## What you need to do
Exactly reproduce each record listed below.

Dataset entries:
━━━━━━
PR #725, opened 2022-07-28
#697 Export Election Record

### LINKED ISSUE #697: ✨ Publish Election Record in GUI

### Suggestion

As an admin I want to publish an election record for an election so that it can be sent to a verifier

### Possible Implementation

_No response_

### Anything else?

_No response_

lprichar:
### Issue

Fixes #697 

### Description
Adds the ability to export an election record to the GUI after a decryption has been performed.

### Testing
1. Create an election
2. Perform a decryption

Once the decryption has been completed the following button will now show up on the decryption page:

image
━━━━━━
## Task response
PR #725, opened 2022-07-28
#697 Export Election Record

### LINKED ISSUE #697: ✨ Publish Election Record in GUI

### Suggestion

As an admin I want to publish an election record for an election so that it can be sent to a verifier

### Possible Implementation

_No response_

### Anything else?

_No response_

lprichar:
### Issue

Fixes #697 

### Description
Adds the ability to export an election record to the GUI after a decryption has been performed.

### Testing
1. Create an election
2. Perform a decryption

Once the decryption has been completed the following button will now show up on the decryption page:

image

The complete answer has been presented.